Culkier (1998), ao falar sobre como uma criança “sobrevive” emocionalmente face aos impedimentos, interrupções, humilhações e desqualificações que comumente sofre ao longo de seu desenvolvimento, diz que:

“Nesta tentativa desesperada de esconder de si mesma a realidade do abandono e desvalia em que vive, a criança nega ou substitui suas próprias emoções criando uma forma alternativa de ser que supõe ser mais valorizada pelas pessoas com quem vive e que não tenha aquelas características vergonhosas e defeituosas de antes” (p.35)
E partindo de sua experiência clinica com adultos, constata que:
“por trás das dificuldades de meus clientes adultos, comecei a perceber a existência quase sistemática de uma criança com seus projetos de vingança e resgate da dignidade perdida” (p. 24)

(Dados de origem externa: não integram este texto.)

PR #556, opened 2018-06-23
Extend SQLEntity.MapTo to allow mapping when field names are different than column names

francotiveron:
When using SQLEntity.MapTo, the target type (Record or Class) must have field or properties named as the entity columns. Wit this change, a new attribute (MappedColumnAttribute) can be used to decorate them so that the entity column names can be different.


Thorium:
Excellent! May I ask that you add this feature to documentation also?

https://github.com/fsprojects/SQLProvider/blob/3b6821f963952f4897db95f3e3be870c1c6ac329/docs/content/core/mappers.fsx

francotiveron:
Documentation updated

Thorium:
Thanks, merged & released.

PR #558, opened 2018-06-28
#504: SQL2008 compatibility for paging + MSSQL CI

### LINKED ISSUE #504: SQL Server 2008 pagination skip and take
### Description

Provider uses OFFSET FETCH clause for handling SKIP/TAKE, and as stated in code comments "this only works in >=SQL2012"

### Repro steps

1. Table SQL
```
CREATE TABLE [NU-SOFT].[Fixture](
	[Id] [int] IDENTITY(1,1) NOT NULL,
	[Name] [nvarchar](20) NOT NULL)
```
2. Query
```
query {
    for f in ctx.NuSoft.Fixture do
    where (f.Name =% "%a")
    sortBy f.Name
    skip 2
    take 3
}
```

### Expected behavior

Expected SQL for 2008 would be:
```
WITH CTE AS ( 
	SELECT 
		[f].[Id] as 'Id',
		[f].[Name] as 'Name' , 
		ROW_NUMBER() OVER(ORDER BY  [f].[Name]  ) AS RN  
	FROM [NU-SOFT].[Fixture] as [f] 
	WHERE (([f].[Name] LIKE @param1))
)
SELECT 
	[f].[Id] as 'Id',
	[f].[Name] as 'Name' 
FROM CTE [f] 
WHERE RN BETWEEN 3 AND 5
```

### Actual behavior

Actual SQL generated by provider:
```
SELECT 
	[f].[Id] as 'Id',
	[f].[Name] as 'Name' 
FROM [NU-SOFT].[Fixture] as [f] 
WHERE (([f].[Name] LIKE @param1))
ORDER BY [f].[Name] 
OFFSET 2 ROWS FETCH NEXT 3 ROWS ONLY
```

### Related information 

SQL Server 2008

piaste:
Fixes #504 using @devanarch's solution.

Enables SQL Server testing on AppVeyor. Compilation happens against SQL2008R2, then tests are run against both SQL2008R2 and SQL2017.

The CI highlighted a problem with the previous implementation - if the same schema exists on two different servers, it would remember the MSSQL version of whichever one it connected to first. Since this is not an unreasonable scenario - say you're doing an ETL or data sync job between 'old server' and 'new server' - I changed the version cache to a dictionary by connection string.


Thorium:
Thanks!

Issue #552, opened 2018-06-07
Runtime System.Exception when ContextSchemaPath is defined


keyset:
### Description
When the ContextSchemaPath locally cached schema file is defined and present, SQLProvider returns `System.Exception: !` when performing database operations at runtime.

### Repro steps

1. Generate a local schema file with ContextSchemaPath as [described in the documentation](https://fsprojects.github.io/SQLProvider////core/parameters.html#ContextSchemaPath)

2. Debug the project

3. Perform a database operation. The following exception is raised:
```
System.Exception: !
   at FSharp.Data.Sql.Providers.MySql.findClrType@91-1.Invoke(String _arg1)
   at FSharp.Data.Sql.Providers.MySql.createParam[a](String name, Int32 i, a v)
   at <StartupCode$FSharp-Data-SqlProvider>.$Providers.MySql.clo@350-280.Invoke(Tuple`2 tupledArg)
   at Microsoft.FSharp.Collections.SeqModule.Fold[T,TState](FSharpFunc`2 folder, TState state, IEnumerable`1 source)
   at FSharp.Data.Sql.Providers.MySqlProvider.createInsertCommand(IDbConnection con, StringBuilder sb, SqlEntity entity)
   at <StartupCode$FSharp-Data-SqlProvider>.$Providers.MySql.FSharp-Data-Sql-Common-ISqlProvider-ProcessUpdates@949-3.Invoke(SqlEntity e)
   at Microsoft.FSharp.Collections.SeqModule.Iterate[T](FSharpFunc`2 action, IEnumerable`1 source)
   at FSharp.Data.Sql.Providers.MySqlProvider.FSharp-Data-Sql-Common-ISqlProvider-ProcessUpdates(IDbConnection con, ConcurrentDictionary`2 entities, TransactionOptions transactionOptions, FSharpOption`1 timeout)
   at <StartupCode$FSharp-Data-SqlProvider>.$SqlRuntime.DataContext.f@1-69(SqlDataContext __, IDbConnection con, Unit unitVar0)
   at FSharp.Data.Sql.Runtime.SqlDataContext.FSharp-Data-Sql-Common-ISqlDataContext-SubmitPendingChanges()
   at MyProject.DoDatabaseStuff(DbRow _row) in C:\Users\Me\Code\MyProject\Db.fs:line 65
Stopped due to error
```

### Expected behavior
[...]

PR #560, opened 2018-07-09
Fix context schema path + cleanup GetDataContext() TP

piaste:
Pre-submitting for review / feedback. Tests are green but I should add a few more to ensure that the designtime - runtime differences do not hold any surprises handled; the current CI tests do change the connection string and occasionally the timeout, but nothing else. And the issue with schema files on dev machines is going to need manual testing.

The urgent concern is addressing #552 . This should be solved by passing `""` as the `contextSchemaPath` in the runtime quotation [here](https://github.com/fsprojects/SQLProvider/compare/fsprojects:4e1943a...piaste:159db96#diff-ce03f5aad6f04b98307bc819c893a50fR797), preventing runtime loading. 

The rest is a cleanup of that function, which @Thorium pointed out was in sore need of it. This version currently takes the lazy approach and just generates all 32 possible overloads of `.GetDataContext()` (which should ensure no breaking changes). But if one wanted we could manually pick and choose the available overloads, by replacing the five for-loops [here](https://github.com/fsprojects/SQLProvider/compare/fsprojects:4e1943a...piaste:159db96#diff-ce03f5aad6f04b98307bc819c893a50fR768) with an explicit list:

```fsharp

let overloads = [|
  [| UserProvided customConnStr; Default defaultResPath; Default defaultTransOpts; Default defaultCmdTimeout; Default defaultSelectOps |]
  [| UserProvided customConnStr; UserProvided customResPath; Default defaultTransOpts; Default defaultCmdTimeout; Default defaultSelectOps |]                        
  // etc.                                                
|]                        

for actualParams in overloads do 
 // continue as below
```


Thorium:
The current problem is that the caches don't span over processes: Visual tudio has its own and each compilation of fsc.exe will have empty cache. So with a semi-large project having a remote db, build takes minutes, not seconds.

Thorium:
This is marked as WIP. 1) I like the idea of parameter combinations. Is it baackward compatible? 2) What is still missing, can I already merge this?

piaste:
>  I like the idea of parameter combinations. Is it baackward compatible? 

In testing I found that the full combinatorial generation was a breaking change in a bad way, because it led to ambiguous overloads (like `(connString : string)` and `(resPath : string)`) which mandated the use of named parameters everywhere.

I added some sugar instead, so now the overload list is explicit but [very maintainable](https://github.com/fsprojects/SQLProvider/pull/560/files#diff-ce03f5aad6f04b98307bc819c893a50fR774).

> What is still missing, can I already merge this?

I don't have any more code changes planned, but I would still like to do a couple of manual tests, I hope I can get a chance to do them before the week's end. In particular, this is the procedure I have in mind:

1) Save a context schema .json file
2) Close VS, drop a column in the database that was used by the application
3) Restart VS, compile the application, should use the now-outdated schema and compile
4) Add the column back to the database
5) Run the application, should not throw
6) Manually put garbage in the schema .json file, should still not throw
7) Delete the .json file, should still not throw

piaste:
Ok, I've rebased on master and done the manual testing I described above, I'm OK with merging this.

Tarmil:
Hi, is there an ETA for when this will drop on NuGet? I would love to use ContextSchemaPath but I currently can't because of this issue.

Thorium:
Sorry, I checked the 3 changed files and thought that this won't actually change anything, maybe I missed something. I'll release now, 1.1.50

Tarmil:
The issue is somewhat subtle -- I'm compiling for .NET Core, so I need to use the .NET Framework compiler, and the serialization format is apparently different between the two for some reason, so the runtime failed to parse the file created at compilation.

It works fine now with 1.1.50, thanks!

Ainda sobre a importância do passado na terapia, PHG (1997) nos trazem a compreensão de que os efeitos passados aparecem como formas fixas no presente.
Algumas dessas formas fixadas são neuróticas enquanto outras são saudáveis, como a habilidade de andar de bicicleta, por exemplo. Porém, sejam elas saudáveis ou neuróticas, “o passado e toda outra fixidez persistem por meio de seu funcionamento presente” (p.100)

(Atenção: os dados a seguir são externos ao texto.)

PR #566, opened 2018-08-11
Use sproc params with context schema cache

Thorium:
Could it be this simple...?

### DIFF
--- a/src/SQLProvider/SqlDesignTime.fs
+++ b/src/SQLProvider/SqlDesignTime.fs
@@ -97,12 +97,16 @@ type SqlTypeProvider(config: TypeProviderConfig) as this =
             lazy
                 match con with
                 | Some con -> prov.GetSprocs con
-                | None -> []
+                | None -> prov.GetSchemaCache().Sprocs |> Seq.toList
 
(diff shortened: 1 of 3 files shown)


object:
Hmm, looks promising :-)

Thorium:
Turns out it wasn't, but it's a good start anyway...

Thorium:
Now it should be working!

Thorium:
Working.. But as commented to the open issue about ContextSchemaPath: Another problem I found out was that when I have a two-project-solution, only the active project's schema is saved when I call the save method.

I could deal with this by saving 2 files separately and merging them somehow. How should this work? E.g. Save as is, but when loading, having a semicolon-separator in the context-schema-path static parameter?

object:
Ideally it should save the schema across the projects, but I must admit I didn't test the scenario with multiple projects referencing each own part of the schema. I deliberately wanted to release the simple scenario first to collect feedback, because the whole concept is quite unexplored and I still don't have strong opinion on how the workflow should look.

Thorium:
For now, I created one public method to solve my problem: 
```fsharp
FSharp.Data.SqlCommon.OfflineTools.mergeCacheFiles("c:\\project1.json", "c:\\project2.json", "c:\\both.json")
```

That will do.

PR #567, opened 2018-08-12
[MSSQL] Add brackets around the OUTPUT column name of the INSERT command to …

DieselMeister:
…avoid error on columns with reserved names.

For example a SQL-Table has a id column named "key" (I think it was the backing table of the identity server 3). The insert command produce an error, because "key" is a reserved key word in SQL.

To avoid that, using brackets around the colmun name.


Thorium:
Thanks!

PR #603, opened 2019-03-01
Initial nested exists sub-query support.

Thorium:
```fsharp
    let qry = 
        query {
            for o in dc.Main.Orders do
            where(query {
                    for od in dc.Main.OrderDetails do
                    exists(od.OrderId = o.OrderId)
                })
            select o.OrderId
        } |> Seq.toList
```
...produces:

```sql
SELECT [o].[OrderID] as 'OrderID' 
FROM main.Orders as [o] WHERE (
   (EXISTS (
        SELECT [od].[Discount] as 'Discount',[od].[OrderID] as 'OrderID',[od].[ProductID] as 'ProductID',[od].[Quantity] as 'Quantity',[od].[UnitPrice] as 'UnitPrice' 
        FROM main.OrderDetails as [od] 
        WHERE (([od].[OrderID] = [o].[OrderID]))
   ))
) 
```


Thorium:
The whole baseAlias when "" is full-tablename is messy and should be replaced with normal alias, e.g.
`for o in orders` should have alias of `o` and not `Orders`.


This is an issue when there are simple sub-queries that have no aliases but some aliasses can be inherited from the main-query. (free variables)

Thorium:
The recent alias resolve fix did fix also the issues with this branch.

Issue #575, opened 2018-09-12
.NET Core/.NET Standard support (Tracking issue)


dsyme:
I'm creating a tracking issue to help assess the status of .NET Core/.NET Standard support for SQLprovider.  If people can help me define what we need to assess that would be great.

Below I've partially listed some of the scenarios.  The matrix is unforuntately large because of the variety of compile-time tools that may end up hosting the type provider TPDTC, but hey.

If there is a `?` it means I don't know what is the highest priority thing to assess for that scenario.

What I'm really looking for is help to know what 1 or 2 scenarios we should aim to "complete" next

| Description | Compile-time Tool        |  Runtime target           | Databases  | OS | Works? | Docs? | CI? |
|:-------------|:-------------|:-------------|:-------------:|:-----:|:-----:|:-----:|:-----:|
| Target .NET Framework 4.x using VS2017     | devenv.exe | net461 | postgres, mssql, ...  | Windows  |  👍  |  👍  |  👍 |
|                                 | fsc.exe (desktop) |  |   |   | 👍  |  👍 |  👍 |
|                                 | fsc.exe (dotnet) |  |  ? |  Windows |   |   |   |
| Target .NET Core App 2.0 using VS2017     | devenv.exe | netcoreapp2.0  | ?  | Windows  |   |   |   |
|                                 | fsc.exe (desktop) | |  ? |  |   |   |   |
|                                 | fsc.exe (dotnet) |   |  ? |  |   |   |   |
| Target .NET Standard 2.0 using VS2017     | devenv.exe | netstandard2.0 |  ?  |  |   |   |   |
|                                 | fsc.exe (desktop) | |  ? |   |   |   |   |
|                                 | fsc.exe (dotnet) |  |  ? |   |   |   |   |
| Target .NET Core App 2.0 using .NET SDK | fsc.exe (dotnet) | netcoreapp2.0  | ?  | Linux |   | |   |
|  |  |  |   | OSX|   | |   |
| Target Mono using Mono | fsc.exe (desktop) | net461 | postgres  | Linux | 👍   | 👍  |  👍 |
|                                           |             |   |    | OSX | 👍   | 👍  |   |

Thorium:
.NET Framework supported databases:
- Microsoft SQL Server, Postgres, MySQL / MariaDB, SQLite, FireBird, Oracle, Odbc, Access

.NET Core:
- In theory all could be supported, but I haven't seen working data drivers for Oracle, Odbc and Access. 
[...]

PR #611, opened 2019-04-23
[HACK] Replace references to `None` basetype to `Some typeof<obj>`

rudihorn:
This is a PR to solve the issue I mention in #575. Somehow my editor is configured to automatically remove trailing spaces so it has done this automatically upon saving the file as well.

Essentially this PR replaces all values of `None` for the basetype value of `ProvidedTypeDefinition` to `Some typeof<obj>`. To me this seems like a hack as there seems to be something fundamentally wrong with type resolution with .NET Core and F#, as there seems to be countless projects with similar issues revolving library resolution, but this is a hack which somewhat fixes it for SQLProviders for the moment.

It would be nice if this could be pulled soonish, as the fsharp language server doesn't seem to like loading SQLProviders from a locally saved project but I think it handles the nugget version reasonably.

### DIFF
--- a/src/SQLProvider/SqlDesignTime.fs
+++ b/src/SQLProvider/SqlDesignTime.fs
@@ -13,15 +13,15 @@ open FSharp.Data.Sql
 open ProviderImplementation.ProvidedTypes
 
 type internal SqlRuntimeInfo (config : TypeProviderConfig) =
-    let runtimeAssembly = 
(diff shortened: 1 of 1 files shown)


Thorium:
Thanks!

Thorium:
Released in NuGet version 1.1.62

rudihorn:
Thanks!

Tentativas de resolução de situações dolorosas vividas na infância, reprodução de situações infantis cristalizadas e a busca de fechamento de situações inacabadas com os próprios pais, irmãos e professores, muitas vezes se encontram presentes e atuantes na escolha e na atuação profissional, conforme podemos identificar na experiência de supervisão de gestalt-terapeutas para o trabalho psicoterapêutico com crianças, adolescentes e adultos. A posição de “autoridade” do psicoterapeuta facilita a ocorrência desse tipo de situação, onde na maioria das vezes, ele encontra-se ignorante de sua implicação.

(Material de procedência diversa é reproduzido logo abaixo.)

PR #618, opened 2019-06-02
Handle "Views" in SQLite schema

iNecas:
Without this patch, I was getting the following error:

```
error FS3033: The type provider 'FSharp.Data.Sql.SqlTypeProvider'
reported an error: Not supported. This custom getSchema will be removed
when the corresponding System.Data.Common interface is supported by
the connection driver.
```

It turned out the `customGetSchema` method was not counting on `"Views"`
in `name` variable. This patch should support this by splitting
current handler for `"Tables"`, that seemed to handle both tables and
views in the past.

This patch also enhances the error message, so that next time, it would
include the name of the unsupported field right in the message, like
this:

```
error FS3033: The type provider 'FSharp.Data.Sql.SqlTypeProvider'
reported an error: Not supported [ Views ].
# ...
```

### DIFF
--- a/src/SQLProvider/Providers.SQLite.fs
+++ b/src/SQLProvider/Providers.SQLite.fs
@@ -20,14 +20,25 @@ type internal SQLiteProvider(resolutionPath, contextSchemaPath, referencedAssemb
     /// This is custom getSchema operation for data libraries that doesn't support System.Data.Common GetSchema interface.
     let customGetSchema name conn =
         let dt = new DataTable(name)
+        let updateDataTableByTableOrView (masterType:string) =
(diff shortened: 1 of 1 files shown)


iNecas:
An example app reproducing the issue, as well as proving the patch fixing it, can be found here https://github.com/iNecas/fsharp-sqlite

iNecas:
SRY for whitespace changes, I'm ok with removing those if necessary (although would prefer cleaning up the training spaces)

Thorium:
Thanks!

Thorium:
Released in Nuget package 1.1.64

iNecas:
Thanks @Thorium!

PR #649, opened 2019-11-08
Fix "timestamp with timezone" mapping into DateTimeOffset

Zaid-Ajaj:
Columns of type "timestamp with timezone" should have time DateTimeOffset instead of `DateTime` because otherwise you lose the timezone information


Zaid-Ajaj:
Closing because it seems I don't understand timezones quite yet, thanks @kerams for explaining it to me once again in [this comment](https://github.com/demetrixbio/FSharp.Data.Npgsql/pull/49#issuecomment-552107609)

PR #918, opened 2022-07-12
feat: add avoid-shrink-wrap-in-lists

incendial:

[ ] Documentation update
[ ] Bug fix
[X] New rule
[ ] Changes an existing rule
[ ] Add autofixing to a rule
[ ] Add a CLI option
[ ] Add something to the core
[ ] Other, please explain:

Implementing https://github.com/dart-lang/linter/issues/3496

### DIFF
--- a/lib/src/analyzers/lint_analyzer/rules/rules_list/avoid_shrink_wrap_in_lists/visitor.dart
+++ b/lib/src/analyzers/lint_analyzer/rules/rules_list/avoid_shrink_wrap_in_lists/visitor.dart
@@ -1,0 +1,33 @@
+part of 'avoid_shrink_wrap_in_lists_rule.dart';
+
+class _Visitor extends RecursiveAstVisitor<void> {
+  final _expressions = <Expression>[];
+
+  Iterable<Expression> get expressions => _expressions;
+
+  @override
+  void visitInstanceCreationExpression(InstanceCreationExpression node) {
+    super.visitInstanceCreationExpression(node);
+
+    if (isListViewWidget(node.staticType) &&
+        _hasShrinkWrap(node) &&
+        _hasParentList(node)) {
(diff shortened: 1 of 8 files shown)


lib/src/analyzers/lint_analyzer/rules/rules_list/avoid_shrink_wrap_in_lists/visitor.dart
```diff
@@ -0,0 +1,33 @@
...
+    }
+  }
+
+  bool _hasShrinkWrap(InstanceCreationExpression node) =>
+      node.argumentList.arguments.firstWhereOrNull(
+        (arg) => arg is NamedExpression && arg.name.label.name == 'shrinkWrap',
+      ) !=
+      null;
+
+  bool _hasParentList(InstanceCreationExpression node) =>
```
gabrielaraujoz, line 25: hey @incendial , awesome work! I took the liberty of reviewing your PR and I think there's one way to make it better: when we have a list inside another like we're testing, we usually have to wrap them in an Expanded Widget (check the bad case scenario). Because of that, I believe it would be better if we test for that case as well in this rule.

WDYT? Does that make sense to you? Let me know if you need me to make the adjustments for you, I'd be glad to help!

dkrutskikh (approved):

lib/src/analyzers/lint_analyzer/rules/rules_list/avoid_shrink_wrap_in_lists/visitor.dart
incendial: @gabrielaraujoz but it looks like wrapping in Expanded is a subset of all cases when a ListView is in the Column/Row, isn't it? Meaning, that the current check already covers it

E é dessa forma que, muitas vezes, psicoterapeutas tentam reeditar suas experiências infantis, buscando soluções para essas situações na relação terapêutica, usando seus clientes para satisfação de suas próprias necessidades, atendendo seus apelos neuróticos e conformando suas intervenções a serviço de seus ajustamentos evitativos e mantendo deliberadamente inibidas, características típicas da infância, vitais para o estabelecimento de uma relação nutritiva, tais como espontaneidade, imaginação, expressividade, curiosidade, flexibilidade e criatividade.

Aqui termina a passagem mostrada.